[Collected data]
◇ ◇ ◇ ◇ ◇ ◇ ◇

PR #1330, opened 2020-05-16
Avoid querying `instantUpdates` on every state poll

Page-:
It's only needed on the very first call so I moved the querying outside to where we start the polling to avoid the unnecessary work (which I believe includes disk io)

### DIFF
--- a/src/api-binder.ts
+++ b/src/api-binder.ts
@@ -354,7 +354,16 @@ export class APIBinder {
 					'Trying to start poll without initializing API client',
 				);
 			}
-			this.pollTargetState(true);
+			this.config
+				.get('instantUpdates')
+				.catch(() => {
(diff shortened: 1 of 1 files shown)


src/api-binder.ts
```diff
@@ -354,7 +354,16 @@ export class APIBinder {
 					'Trying to start poll without initializing API client',
 				);
 			}
-			this.pollTargetState(true);
+			this.config
+				.get('instantUpdates')
+				.catch(() => {
+					// Default to skipping the initial update if we couldn't fetch the setting
+					// which should be the exceptional case
+					return false;
```
Page-, line 362: The current behavior if we can't fetch it is that we never poll the target state at all, so this is definitely an improvement in the exceptional circumstance that we do hit it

◇ ◇ ◇ ◇ ◇ ◇ ◇

● **Task directions**
Write the records above out again precisely.

● **Result of the task**
PR #1330, opened 2020-05-16
Avoid querying `instantUpdates` on every state poll

Page-:
It's only needed on the very first call so I moved the querying outside to where we start the polling to avoid the unnecessary work (which I believe includes disk io)

### DIFF
--- a/src/api-binder.ts
+++ b/src/api-binder.ts
@@ -354,7 +354,16 @@ export class APIBinder {
 					'Trying to start poll without initializing API client',
 				);
 			}
-			this.pollTargetState(true);
+			this.config
+				.get('instantUpdates')
+				.catch(() => {
(diff shortened: 1 of 1 files shown)


src/api-binder.ts
```diff
@@ -354,7 +354,16 @@ export class APIBinder {
 					'Trying to start poll without initializing API client',
 				);
 			}
-			this.pollTargetState(true);
+			this.config
+				.get('instantUpdates')
+				.catch(() => {
+					// Default to skipping the initial update if we couldn't fetch the setting
+					// which should be the exceptional case
+					return false;
```
Page-, line 362: The current behavior if we can't fetch it is that we never poll the target state at all, so this is definitely an improvement in the exceptional circumstance that we do hit it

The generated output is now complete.